[WHAT IS EXPECTED] An exact transcription is needed, starting with the line that contains "Qi77Qi: I think" and ending with the last line of the records.

────────────────

PR #1124, opened 2019-10-28
IA-1427 Use both legacyDataproc image and new dataproc image

Qi77Qi:
https://broadworkbench.atlassian.net/browse/IA-1427

1. Previously listCluster returns an object that’s kinda shared in leo internal implementation, which means whenever we make changes to this `Cluster` case class, it’s very easy to accidentally introduce new fields or rename fields in `listCluster`’s response…I want to move away from that.

For **listCluster** API:
* userJupyterExtensionConfig
* scopes
* errors

These fields are removed because they were previously stubbed with dummy data, and shouldn't be used

For both **listCluster** and **getCluster** API:
`tool` and `dockerImage` fields under `clusterImages` field are renamed to `imageType` and `imageUrl`

Confirmed with AOU that the change is okay

2. Support 2 custom dataproc images
3. Reenable hailspec

TODO:
1. Confirm with terra-ui the api change is okay

---------

In all cases:


automation/src/test/resources/reference.conf
```diff
@@ -1,6 +1,6 @@
 leonardo.rImageUrl = "us.gcr.io/broad-dsp-gcr-public/terra-jupyter-r:0.0.4"
 leonardo.pythonImageUrl = "us.gcr.io/broad-dsp-gcr-public/terra-jupyter-python:0.0.3"
-leonardo.hailImageUrl = "us.gcr.io/broad-dsp-gcr-public/terra-jupyter-hail:0.0.1"
+leonardo.hailImageUrl = "us.gcr.io/broad-dsp-gcr-public/terra-jupyter-hail:qi-test-7"
```
Qi77Qi: will update once we have a new hail image

http/src/main/resources/swagger/api-docs.yaml
```diff
@@ -987,6 +987,82 @@ definitions:
           type: string
         description: The scopes for the cluster.
 
+  ListClusterResponse:
```
Qi77Qi: the only difference is removing `errors` field which isn't used by anyone. And it's value was misleading

automation/src/test/scala/org/broadinstitute/dsde/workbench/leonardo/notebooks/NotebookClusterMonitoringSpec.scala
```diff
@@ -159,7 +159,7 @@ class NotebookClusterMonitoringSpec extends GPAllocFixtureSpec with ParallelTest
           .futureValue
 
         val request = defaultClusterRequest.copy(
-          jupyterDockerImage = None,
+          jupyterDockerImage = Some(LeonardoConfig.Leonardo.hailImageUrl),
```
akarukappadath: why are we using the hail image instead of base?

http/src/main/resources/org/broadinstitute/dsde/workbench/leonardo/liquibase/changesets/20191028_rename_cluster_image.xml
```diff
@@ -0,0 +1,9 @@
+<?xml version="1.0" encoding="UTF-8" standalone="no"?>
+<databaseChangeLog logicalFilePath="leonardo" xmlns="http://www.liquibase.org/xml/ns/dbchangelog" xmlns:ext="http://www.liquibase.org/xml/ns/dbchangelog-ext" xmlns:xsi="http://www.w3.org/2001/XMLSchema-instance" xsi:schemaLocation="http://www.liquibase.org/xml/ns/dbchangelog-ext http://www.liquibase.org/xml/ns/dbchangelog/dbchangelog-ext.xsd http://www.liquibase.org/xml/ns/dbchangelog http://www.liquibase.org/xml/ns/dbchangelog/dbchangelog-3.4.xsd">
+    <changeSet logicalFilePath="leonardo" author="qi" id="rename-tool">
+        <renameColumn newColumnName="name" oldColumnName="tool" tableName="CLUSTER_IMAGE"/>
+    </changeSet>
+    <changeSet logicalFilePath="leonardo" author="qi" id="rename-docker-image">
+        <renameColumn newColumnName="image" oldColumnName="dockerImage" tableName="CLUSTER_IMAGE"/>
```
akarukappadath: would it be more clear to call this `image_url`?

http/src/main/scala/org/broadinstitute/dsde/workbench/leonardo/service/LeonardoService.scala
```diff
@@ -912,6 +941,10 @@ class LeonardoService(protected val dataprocConfig: DataprocConfig,
       else Future.successful(Map.empty[String, String])
       clusterVPCSettings = getClusterVPCSettings(projectLabels)
 
+      // If user is using https://github.com/DataBiosphere/terra-docker/tree/master#terra-base-images for jupyter image, then
+      // we will use the new custom dataproc image
+      dataprocImage = if(clusterImages.exists(_.dockerImage.contains("terra-jupyter"))) dataprocConfig.customDataprocImage else dataprocConfig.legacyCustomDataprocImage
```
akarukappadath: don't the terra-docker hail images 0.1 and 0.2 depend on old spark?

Qi77Qi: I don’t think hail 0.1 and 0.2 actually worked. So i think we can assume 0.1 and 0.2 should never be used

automation/src/test/scala/org/broadinstitute/dsde/workbench/leonardo/notebooks/NotebookClusterMonitoringSpec.scala
Qi77Qi: This test is testing some hail method. We can probably just use base and check something else

rtitle: Yeah, I feel like this test should not use hail. Reading below, it looks like Hail verification is disabled anyway.

http/src/main/resources/jupyter/init-vm.sh
```diff
@@ -1,170 +0,0 @@
-#!/usr/bin/env bash
```
rtitle, line 1: 👍 . I guess this logic now just lives here: https://github.com/DataBiosphere/terra-docker/blob/master/dataproc-custom-images/prepare-custom-leonardo-jupyter-dataproc-image.sh

http/src/main/resources/org/broadinstitute/dsde/workbench/leonardo/liquibase/changesets/20191120_rename_cluster_image.xml
```diff
@@ -0,0 +1,15 @@
+<?xml version="1.0" encoding="UTF-8" standalone="no"?>
+<databaseChangeLog logicalFilePath="leonardo" xmlns="http://www.liquibase.org/xml/ns/dbchangelog" xmlns:ext="http://www.liquibase.org/xml/ns/dbchangelog-ext" xmlns:xsi="http://www.w3.org/2001/XMLSchema-instance" xsi:schemaLocation="http://www.liquibase.org/xml/ns/dbchangelog-ext http://www.liquibase.org/xml/ns/dbchangelog/dbchangelog-ext.xsd http://www.liquibase.org/xml/ns/dbchangelog http://www.liquibase.org/xml/ns/dbchangelog/dbchangelog-3.4.xsd">
+    <changeSet logicalFilePath="leonardo" author="qi" id="rename-tool-to-imageType">
```
rtitle: Minor; could both `renameColumn`s be in the same `changeSet`?

http/src/main/resources/swagger/api-docs.yaml
```diff
@@ -119,7 +119,7 @@ paths:
           schema:
             type: array
             items:
-              $ref: '#/definitions/Cluster'
+              $ref: '#/definitions/ListClusterResponse'
```
rtitle, line 122: There's another `listCluster` API to change -- the one that's like `/api/clusters/{googleProject}`

http/src/main/scala/org/broadinstitute/dsde/workbench/leonardo/Boot.scala
```diff
@@ -13,13 +13,7 @@ import com.typesafe.sslconfig.ssl.ConfigSSLContextBuilder
...
 import io.chrisdavenport.log4cats.slf4j.Slf4jLogger
 import org.broadinstitute.dsde.workbench.google.GoogleCredentialModes.{Pem, Token}
-import org.broadinstitute.dsde.workbench.google.{
-  GoogleStorageDAO,
-  HttpGoogleDirectoryDAO,
-  HttpGoogleIamDAO,
-  HttpGoogleProjectDAO,
-  HttpGoogleStorageDAO
-}
+import org.broadinstitute.dsde.workbench.google.{GoogleStorageDAO, HttpGoogleDirectoryDAO, HttpGoogleIamDAO, HttpGoogleProjectDAO, HttpGoogleStorageDAO}
```
rtitle: scalafmt might change this back :)

Qi77Qi: yea...I haven't run scalafmt yet

http/src/main/resources/org/broadinstitute/dsde/workbench/leonardo/liquibase/changesets/20191120_rename_cluster_image.xml
Qi77Qi: will give it a try

automation/src/test/scala/org/broadinstitute/dsde/workbench/leonardo/notebooks/NotebookClusterMonitoringSpec.scala
Qi77Qi: yea, I wanted to check with you before I remove the hail part..is it okay to change this to base image, and what would be a good validation command? if nothing in particular, I'll just use something random

http/src/main/scala/org/broadinstitute/dsde/workbench/leonardo/api/LeoRoutes.scala
```diff
@@ -188,21 +190,22 @@ abstract class LeoRoutes(
     ExceptionHandler {
       case requestValidationError: RequestValidationError =>
         complete(StatusCodes.BadRequest, requestValidationError.getMessage)
+      case e: ClusterNotFoundException =>
```
rtitle: Just curious, why add this? I think `ClusterNotFoundException` is an instance of `LeoException`

http/src/main/scala/org/broadinstitute/dsde/workbench/leonardo/model/LeonardoModel.scala
```diff
@@ -106,19 +106,37 @@ case class AuditInfo(creator: WorkbenchEmail,
                      dateAccessed: Instant,
                      kernelFoundBusyDate: Option[Instant])
 
-sealed trait ClusterTool extends EnumEntry with Serializable with Product
-object ClusterTool extends Enum[ClusterTool] {
+sealed trait ClusterContainerServiceType extends EnumEntry with Serializable with Product {
+  def imageType: ClusterImageType
+}
+object ClusterContainerServiceType extends Enum[ClusterContainerServiceType] {
```
rtitle, line 112: I'm curious why we need both `ClusterContainerServiceType` and `ClusterImageType` enums -- they seem duplicative of each other. When do we use one v. the other?

http/src/main/scala/org/broadinstitute/dsde/workbench/leonardo/model/LeonardoModel.scala
```diff
@@ -525,62 +564,13 @@ object LeonardoJsonSupport extends SprayJsonSupport with DefaultJsonProtocol {
...
 
-  implicit val ClusterToolFormat = EnumEntryFormat(ClusterTool.withName)
+  implicit val ClusterToolFormat = EnumEntryFormat(ClusterImageType.withName)
 
   implicit val ClusterImageFormat = jsonFormat3(ClusterImage.apply)
 
   implicit val ClusterInternalIdFormat = ValueObjectFormat(ClusterInternalId)
 
-  implicit object ClusterFormat extends RootJsonFormat[Cluster] {
-    override def read(json: JsValue): Cluster =
```
rtitle, line 535: +1 we don't need `read` for `ClusterFormat`

http/src/main/scala/org/broadinstitute/dsde/workbench/leonardo/monitor/ClusterMonitorActor.scala
```diff
@@ -386,29 +382,36 @@ class ClusterMonitorActor(
...
+                                                        clusterResult.serviceAccountKey,
+                                                        clusterResult.cluster,
                                                         now)
       }
+      clusterImage = ClusterImage(ClusterImageType.CustomDataProc, clusterResult.customDataprocImage.asString, now)
+      // Save dataproc image in the database
+      _ <- dbRef.inTransactionIO(
+        _.clusterImageQuery.save(cluster.id, clusterImage)
+      ).handleErrorWith {
+        case e: java.sql.SQLIntegrityConstraintViolationException if(e.getMessage.contains("Duplicate entry")) => // This could happen when we recreate a cluster
```
rtitle: Catching the exception and pattern matching the message string may not be the best approach.. I feel like a SQL SELECT then INSERT if not present would be better.

http/src/main/scala/org/broadinstitute/dsde/workbench/leonardo/service/leonardoServiceContractModel.scala
```diff
@@ -0,0 +1,71 @@
+package org.broadinstitute.dsde.workbench.leonardo.service
```
rtitle, line 1: I like this class -- should it go in `model` instead of `service`?

http/src/main/resources/org/broadinstitute/dsde/workbench/leonardo/liquibase/changesets/20191028_rename_cluster_image.xml
Qi77Qi: renamed to `imageUrl`

http/src/test/scala/org/broadinstitute/dsde/workbench/leonardo/api/RoutesTestJsonSupport.scala
```diff
@@ -0,0 +1,107 @@
...
+import cats.implicits._
+import spray.json._
+import org.broadinstitute.dsde.workbench.leonardo.model.LeonardoJsonSupport._
+import org.broadinstitute.dsde.workbench.model.google.GoogleModelJsonSupport.{GcsPathFormat => _, _}
+import org.broadinstitute.dsde.workbench.model.WorkbenchIdentityJsonSupport._
+import org.broadinstitute.dsde.workbench.leonardo.model.google.GoogleJsonSupport._
+import org.broadinstitute.dsde.workbench.leonardo.service.ListClusterResponse
+import spray.json.DefaultJsonProtocol
+
+object RoutesTestJsonSupport extends DefaultJsonProtocol{
```
rtitle, line 21: This is needed for tests that deserialize json to a `Cluster` object, right?

automation/src/test/scala/org/broadinstitute/dsde/workbench/leonardo/notebooks/NotebookClusterMonitoringSpec.scala
rtitle: Hm.. no strong opinion, something random is fine. This test is verifying that a cluster w/ preemptibles can be paused/resumed successfully, not any particular hail functionality.

rtitle:
Done with first pass, a few comments above

http/src/main/scala/org/broadinstitute/dsde/workbench/leonardo/api/LeoRoutes.scala
Qi77Qi: I was suspicious that this error was causing 500, so tried making it explicit this is returning 400...But it might've been a misunderstanding..I can remove this for now

http/src/main/scala/org/broadinstitute/dsde/workbench/leonardo/model/LeonardoModel.scala
Qi77Qi: the main difference is `ClusterImageType` can include `customDataproc`, vs `ClusterContainerServiceType` doesn't include that

http/src/main/scala/org/broadinstitute/dsde/workbench/leonardo/service/leonardoServiceContractModel.scala
Qi77Qi: These contract specific models don't need to be shared outside service, so I kinda prefer they stay in `service` and maybe we can even make them package private 🤔

http/src/test/scala/org/broadinstitute/dsde/workbench/leonardo/api/RoutesTestJsonSupport.scala
Qi77Qi: yea..these are only needed in the test. I didn't want to pollute main app code with this.

akarukappadath:
It looks like Terra-UI does use the `id` field for clusters (ex: https://github.com/DataBiosphere/terra-ui/blob/6997a831d94796ec0f75be616c8ee75832e732bd/src/pages/Clusters.js#L99). We should change Terra-UI to use something else if we want to keep `id` from users, or keep it in the `listClusters` response

Qi77Qi:
@akarukappadath thanks for checking! I added `id` back for now

http/src/main/resources/reference.conf
```diff
@@ -25,7 +25,9 @@ dataproc {
   # Unset to use project-level defaults. Note a VPC/subnet with the literal name "default" may not exist.
   #vpcNetwork = "default"
   #vpcSubnet = "default"
-  customDataprocImage = "projects/broad-dsp-gcr-public/global/images/custom-leo-image-dbb0929"
+  # This image is used for legacy jupyter image where hail is compatible with earlier version of spark
+  legacyCustomDataprocImage = "projects/broad-dsp-gcr-public/global/images/custom-leo-image-dbb0929"
+  customDataprocImage = "projects/broad-dsp-gcr-public/global/images/custom-leo-image-1-4-15-debian9-test3" # TODO: update this with a valid image
```
rtitle, line 30: Just calling out this TODO - should be addressed before merge, right?

http/src/main/scala/org/broadinstitute/dsde/workbench/leonardo/util/ClusterHelper.scala
```diff
@@ -112,13 +112,17 @@ class ClusterHelper(
...
-            List(clusterResourcesConfig.initVmScript, clusterResourcesConfig.initActionsScript)
-          else List(clusterResourcesConfig.initActionsScript)
+          initScriptResources = List(clusterResourcesConfig.initActionsScript)
           initScripts = initScriptResources.map(resource => GcsPath(initBucketName, GcsObjectName(resource.value)))
           credentialsFileName = cluster.serviceAccountInfo.notebookServiceAccount
             .map(_ => s"/etc/${ClusterInitValues.serviceAccountCredentialsFilename}")
 
+          // If user is using https://github.com/DataBiosphere/terra-docker/tree/master#terra-base-images for jupyter image, then
+          // we will use the new custom dataproc image
+          dataprocImage = if (cluster.clusterImages.exists(_.imageUrl.contains("terra-jupyter")))
```
rtitle: Wondering if we should invert this?
```
if (cluster.clusterImages.exists(_.imageUrl == dataprocConfig.jupyterImage))
  dataprocConfig.legacyCustomDataprocImage
else dataprocConfig.customDataprocImage
```
That way the new one is the default, and we only use the legacy for the legacy image.

rtitle:
Just a couple comments above… otherwise looks good 👍.

Also automation tests seem a bit unhappy..

http/src/main/scala/org/broadinstitute/dsde/workbench/leonardo/util/ClusterHelper.scala
Qi77Qi: I think that wouldn't work if somehow user uses an older legacy image than what's in config. But I agree it's probably better than what i have here.

http/src/main/resources/reference.conf
Qi77Qi: @akarukappadath , can we use this image in production? Otherwise, I can try to build another usable image outside this PR.

http/src/main/scala/org/broadinstitute/dsde/workbench/leonardo/util/ClusterHelper.scala
rtitle: True.. that's probably not very likely though

rtitle (approved):
:shipit: if tests pass

Qi77Qi:
jenkins retest

Qi77Qi:
jenkins retest

Qi77Qi:
jenkins retest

────────────────

[SOLUTION TO THE EXERCISE]
Qi77Qi: I think that wouldn't work if somehow user uses an older legacy image than what's in config. But I agree it's probably better than what i have here.

http/src/main/resources/reference.conf
Qi77Qi: @akarukappadath , can we use this image in production? Otherwise, I can try to build another usable image outside this PR.

http/src/main/scala/org/broadinstitute/dsde/workbench/leonardo/util/ClusterHelper.scala
rtitle: True.. that's probably not very likely though

rtitle (approved):
:shipit: if tests pass

Qi77Qi:
jenkins retest

Qi77Qi:
jenkins retest

Qi77Qi:
jenkins retest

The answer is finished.